- WORK INSTRUCTIONS -
The answer must be a single number: how many lines below contain "longer".

- RECORDED INFORMATION -

PR #138, opened 2016-09-13
feat(Modal): allow for multiple modals

### LINKED ISSUE #137: Attach clickHandler on backdrop element instead of document
### Issue description
Bumped onto a scenario where I need to show one Modal on top of another one and on click on second Modal(anywhere) the first Modal gets closed.

The reason for this is the Modal component attaches the click event to document instead of backdrop element.

- version `#3.1.0`
- components: `Modal`

### Steps to reproduce issue
- Open a Modal
- Have a button in the Modal that will open Another Modal
- Click anywhere in the Second Modal (opened on top of the first one).

CodePen: http://codepen.io/anon/pen/amdaGw

#### Note:
In my case the first Modal gets closed and the second Modal becomes un-responsive. However I couldn't reproduce this in codepen.

EDIT: Removed an error screenshot. Could be based on my usage.

TheSharpieOne:
Resolves #137
Moves the click and keyup listeners from the document to the
`.modal` div, which wraps the modal-dialog. This allows for each
modal to be individually triggered to close.

### DIFF
--- a/src/Modal.js
+++ b/src/Modal.js
@@ -88,7 +88,6 @@ class Modal extends React.Component {
 
   destroy() {
     const classes = document.body.className.replace('modal-open', '');
-    this.removeEvents();
 
     if (this._element) {
       ReactDOM.unmountComponentAtNode(this._element);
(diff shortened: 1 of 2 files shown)


ajainarayanan:
Tested it locally. Worked as expected 👍

src/Modal.js
```diff
@@ -151,6 +142,8 @@ class Modal extends React.Component {
             transitionAppearTimeout={300}
             transitionEnterTimeout={300}
             transitionLeaveTimeout={300}
+            onClickCapture={this.handleBackdropClick}
```
eddywashere: TIL about onClickCapture 👍

eddywashere:
:shipit:

PR #141, opened 2016-09-14
fix(TabContent,TabPane): Fixes TabContent & Tabpane tests

ajainarayanan:
- Removes `<TabsExample />` (which requires no test) and mocks everything possible.
- Tests TabContent & TabPane components alone and nothing else.

@TheSharpieOne Let me know if I misunderstood anything wrong from yesterday. Will be happy to fix it.

### DIFF
--- a/test/Tabs.spec.js
+++ b/test/Tabs.spec.js
@@ -1,35 +1,53 @@
 import React from 'react';
 import { mount } from 'enzyme';
-import { TabContent } from 'reactstrap';
-// Not sure if this is correct but didn't want to repeat a whole bunch of code.
-import TabsExample from '../docs/lib/examples/Tabs';
+import { TabContent, TabPane } from 'reactstrap';
 
+let activeTab = '1';
 describe('Tabs', () => {
   it('should render', () => {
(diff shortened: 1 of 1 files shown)


TheSharpieOne:
Coverage went down: [this line](https://coveralls.io/builds/7884799/source?filename=src%2FTabContent.js#L28) never gets hit, when means in all of the tests, the if statement is always false, and thus the true path is never taken/tested.

I was add a new test similar to [the one I added](https://github.com/reactstrap/reactstrap/blob/master/test/Tabs.spec.js#L36-L42), but instead of not changing the active tab and expecting the spy to have not been called. Change the active tab using setProps and expect the spy to have been called.

ajainarayanan:
@TheSharpieOne ok cool. Got it. Will do sometime today.

ajainarayanan:
@TheSharpieOne Sorry was a little busy at work place. Updated the PR with appropriate test case (coverage is now 100% I believe as far as I checked it locally). Let me know if I missed anything

eddywashere:
👍

PR #143, opened 2016-09-15
feat: add delay prop to Tooltip

### LINKED ISSUE #115: Tooltip timeout option
The current **Tooltip** component has some fixed timeout which decides how long the tooltip remains visible after a mouseout event.

https://github.com/reactstrap/reactstrap/blob/master/src/Tooltip.jsx#L63

It would be nice to have the option of changing this via an option prop.

I think the usual use case (also the case for me) is not wanting any delay at all - i.e. timeout: 0.
Unless there is some specific reason why the fixed timeout exists?

alisd23:
Previous delay was a harcoded value of 250ms for the *hide*, and no delay for the
*show*.
New prop `delay` allows for either an object of form:
`{ show: 100, hide: 200 }` or simply a number to set these delays.
Default is `{ show: 0, hide: 250 }`

Closes #115

### DIFF
--- a/docs/lib/Components/TooltipsPage.js
+++ b/docs/lib/Components/TooltipsPage.js
@@ -34,6 +34,8 @@ export default class TooltipsPage extends React.Component {
   // target div ID, popover is attached to this element
   tether: PropTypes.oneOfType([PropTypes.object, PropTypes.bool]),
   // optionally overide tether config http://tether.io/#options
+  delay: PropTypes.oneOfType([PropTypes.object, PropTypes.number]),
+  // optionally override show/hide delays - default { show: 0, hide: 250 }
   placement: PropTypes.oneOf([
     'top',
     'bottom',
--- a/docs/lib/Components/TooltipsPage.js
+++ b/docs/lib/Components/TooltipsPage.js
@@ -34,7 +34,10 @@ export default class TooltipsPage extends React.Component {
   // target div ID, popover is attached to this element
   tether: PropTypes.oneOfType([PropTypes.object, PropTypes.bool]),
   // optionally overide tether config http://tether.io/#options
-  delay: PropTypes.oneOfType([PropTypes.object, PropTypes.number]),
+  delay: PropTypes.oneOfType([
+    PropTypes.shape({ show: PropTypes.number.isRequired, hide: PropTypes.number.isRequired }),
+    PropTypes.number
+  ]),
   // optionally override show/hide delays - default { show: 0, hide: 250 }
   placement: PropTypes.oneOf([
     'top',
--- a/docs/lib/Components/TooltipsPage.js
+++ b/docs/lib/Components/TooltipsPage.js
@@ -35,7 +35,7 @@ export default class TooltipsPage extends React.Component {
   tether: PropTypes.oneOfType([PropTypes.object, PropTypes.bool]),
   // optionally overide tether config http://tether.io/#options
   delay: PropTypes.oneOfType([
-    PropTypes.shape({ show: PropTypes.number.isRequired, hide: PropTypes.number.isRequired }),
+    PropTypes.shape({ show: PropTypes.number, hide: PropTypes.number }),
     PropTypes.number
   ]),
   // optionally override show/hide delays - default { show: 0, hide: 250 }
--- a/src/Tooltip.js
+++ b/src/Tooltip.js
@@ -10,7 +10,10 @@ const propTypes = {
   tether: PropTypes.object,
   toggle: PropTypes.func,
   children: PropTypes.node,
-  delay: PropTypes.oneOfType([PropTypes.object, PropTypes.number])
+  delay: PropTypes.oneOfType([
+    PropTypes.shape({ show: PropTypes.number.isRequired, hide: PropTypes.number.isRequired }),
+    PropTypes.number
+  ])
 };
 
 const DEFAULT_DELAYS = {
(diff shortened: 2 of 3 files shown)


src/Tooltip.js
```diff
@@ -9,12 +9,19 @@ const propTypes = {
   disabled: PropTypes.bool,
   tether: PropTypes.object,
   toggle: PropTypes.func,
-  children: PropTypes.node
+  children: PropTypes.node,
+  delay: PropTypes.oneOfType([PropTypes.object, PropTypes.number])
```
TheSharpieOne: Why not use PropTypes.shape to define the object instead of just the generic object since you are mandating that show and hide have to be a number in `getDelay`. It avoids the `NaN` check and would give developers a specific message when they don't use the right shape.

src/Tooltip.js
```diff
@@ -50,23 +58,25 @@ class Tooltip extends React.Component {
...
+    if (this._showTimeout) {
+      clearTimeout(this._showTimeout);
+    }
+    this._hideTimeout = setTimeout(this.hide, this.getDelay('hide'));
   }
 
-  onTimeout() {
-    if (this.props.isOpen) {
-      this.toggle();
+  getDelay(key) {
```
TheSharpieOne: Instead of running this on every mouse over and mouse leave, why not do this when it mounts and each time props update. It will help avoid overhead.

src/Tooltip.js
```diff
@@ -79,10 +89,24 @@ class Tooltip extends React.Component {
...
+
   handleDocumentClick(e) {
     if (e.target === this._target || this._target.contains(e.target)) {
-      if (this._hoverTimeout) {
-        clearTimeout(this._hoverTimeout);
+      if (this._hideTimeout) {
+        clearTimeout(this._hideTimeout);
+      }
+      if (this._showTimeout) {
+        clearTimeout(this._showTimeout);
```
TheSharpieOne: You need to clear out `this.showTimeout` and `this.hideTimeout`. You can simply set them to `undefined`. Without clearing them out, they will still be truthy and thus, every click after the have been set will trigger the `clearTimeout`, even if the timeout has already been cleared.

TheSharpieOne: If fact, everywhere you use `clearTimeout` you will have this problem. It needs to clear the timeout and unset the var that contains the timeout id (`this._showTimeout` and `this.hideTimeout`).
Also, when the timeout triggers the function (`show`/`hide`) they need to clear the var containing their respective timeout id (`this._showTimeout` and `this.hideTimeout` respectfully)

src/Tooltip.js
alisd23: It's true that that would reduce some overhead, but I feel the tiny performance increase would not be worth complicating the code with extra lifecycle logic.

It's only a couple of direct accesses from the props and an if statement, and `mouseover` and `mouseleave` events aren't realistically going to happen very often unless the user is flailing the mouse around.

src/Tooltip.js
alisd23: Yeah good idea, I'll use shape instead. And I can add a couple of tests to check that the `hide` or `show` defaults are picked up :+1:

src/Tooltip.js
alisd23: Yeah that's true, it would run clearTimeout unnecessarily. That must have already been an issue before this PR though, because there was no unsetting of the timeout property either. But I may as well include that change in this PR just to tidy it up.

TheSharpieOne:
When `delay={{ show: 200 }}`, hide would be `undefined` from `getDelay`. This is probably not wanted.
Testing this is the test I was previously talking about.

alisd23:
Well now the propType for delay is `shape({ show: number, jhideL number })`, there will be a warning if the user doesn't supply both. Is that not enough? I think you were right before, it's better to tell the dev their input is wrong than hide it and choose a value for them I think.

TheSharpieOne:
I think the shape will ensure that there are no extra properties, but it will not ensure that the properties are there. You may have to add isRequired to ensure they are there. Something like http://stackoverflow.com/a/26924696/1873485

alisd23:
@TheSharpieOne Ok I think this is ready

eddywashere:
If `{ show: 0, hide: 250 }` is the default, I would assume setting `{hide: 0}` would result in: `{ show: 0, hide: 0 }`. It doesn't need to be part of this pr since adding it wouldn't introduce a breaking change.

test/Tooltip.spec.js
```diff
@@ -176,7 +176,41 @@ describe('Tooltip', () => {
...
+      );
+      const instance = wrapper.instance();
+
+      instance.onMouseLeaveTooltip();
+      expect(isOpen).toBe(true);
+      jasmine.clock().tick(200);
+      expect(isOpen).toBe(false);
+    });
+  });
+
```
eddywashere: [this comment](https://github.com/reactstrap/reactstrap/pull/143#issuecomment-247635912) mentions adding a test here for partial delay object. It's fine to add a test case that expects an error, and then fix in another pr or grab the value from the default object which I'd like to eventually be the way this works.

eddywashere:
thanks for working through this @alisd23 & @TheSharpieOne

test/Tooltip.spec.js
alisd23: Yep OK fair enough, it should be a quick fix so I'll just get it in this PR.

docs/lib/Components/TooltipsPage.js
```diff
@@ -34,6 +34,11 @@ export default class TooltipsPage extends React.Component {
   // target div ID, popover is attached to this element
   tether: PropTypes.oneOfType([PropTypes.object, PropTypes.bool]),
   // optionally overide tether config http://tether.io/#options
+  delay: PropTypes.oneOfType([
+    PropTypes.shape({ show: PropTypes.number.isRequired, hide: PropTypes.number.isRequired }),
```
TheSharpieOne: Tiny thing. Docs still showing it was required.

alisd23: Damn good catch

PR #149, opened 2016-09-19
Tooltip autohide prop

eddywashere:
Adds autohide prop to tooltip. When autohide is false, hovering over tooltip content will not close the tooltip.

example use case: UI needs to allow users a chance to copy content from tooltip content.

### DIFF
--- a/src/Tooltip.js
+++ b/src/Tooltip.js
@@ -10,6 +10,7 @@ const propTypes = {
   tether: PropTypes.object,
   toggle: PropTypes.func,
   children: PropTypes.node,
+  autohide: PropTypes.bool,
   delay: PropTypes.oneOfType([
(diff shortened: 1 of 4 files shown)


eddywashere:
Thought this already existed when I commented over [here](https://github.com/reactstrap/reactstrap/issues/115#issuecomment-244806080).

src/Tooltip.js
```diff
@@ -154,14 +180,16 @@ class Tooltip extends React.Component {
 
     return (
       <TetherContent
-        onMouseOver={this.onMouseOverTooltip}
```
eddywashere: extra props are not part of the clone children stuff that goes on in TetherContent. I think it makes more sense to apply these event handlers to the children directly.

PR #157, opened 2016-09-26
chore(tests): remove karma

### LINKED ISSUE #154: Tests run out of memory
Watch task is basically dead at the moment. Noticed that this issue is happening way more often then it used to. @TheSharpieOne mentioned moving off of karma all together and I am +1000 to that. Keeping this issue open to track the status of it. 

also, I had some experiment with enzyme and jest in https://github.com/reactstrap/component-template and was pleasantly surprised by the watch, coverage and just general experience of using it.

TheSharpieOne:
Closes #154
As they say, karma's a b!%$#. so this removes that.
Uses react-script to make it similar to the component template
This also sorta kinda removes Jasmine in favor of Jest.. which uses
the Jasmines API... so not really :smile:


eddywashere:
@TheSharpieOne 🙌

PR #158, opened 2016-09-27
build(tests): remove istanbul

eddywashere:
This was slowing down the tests


.travis.yml
```diff
@@ -4,10 +4,12 @@ node_js:
 cache:
   directories:
     - node_modules
+before_install:
+  - npm install -g npm@latest
 before_script:
   - chmod +x scripts/docs
 script:
-  - npm run cover
+  - CI=true npm run cover
```
TheSharpieOne: Travis already has this predefined

.travis.yml
```diff
@@ -4,10 +4,12 @@ node_js:
 cache:
   directories:
     - node_modules
+before_install:
+  - npm install -g npm@latest
```
TheSharpieOne: Why is this needed? Travis will have node 6 with npm 3 since node v6 is in this config. Adding this extra steps makes travis take longer and can potentially break things when npm has a new major version release.

eddywashere: Was checking if the npm version mattered, I'll remove

.travis.yml
eddywashere: It does. I couldn't find it in their docs. I was really hoping the slow tests were caused by something obvious but nothing came up. Tests run so fast locally. I think this is a better scenario than it was before but I definitely want to figure that out. I'll create an issue.

TheSharpieOne: https://docs.travis-ci.com/user/environment-variables/#Default-Environment-Variables
The suits themselves are running slow. It ends up showing the timing for each suit to indicate that a particular suit took longer than expected to run. That indicates that the tests are taking a long time and not that it is hanging waiting for user input.
It runs pretty quick locally for me as well. I am think it might be because I have a powerful machine and travis is running in a VM with little processing power. idk.

eddywashere: Thanks for the direct link to that section, not sure how I missed it. I'll check out a limited docker environment to see if I can reproduce it.

PR #159, opened 2016-09-27
fix(label): add disabled class when form-check-inline and disabled

TheSharpieOne:
Adds the disabled class when the label has both the inline and
check props. This is the way bootstrap disables inline radio
and checkboxes since there is no wrapping element.

I must have missed this use-case before when creating the forms and labels. The whole form-check classes are new to bootstrap 4.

- SOLUTION TO THE PROBLEM -
2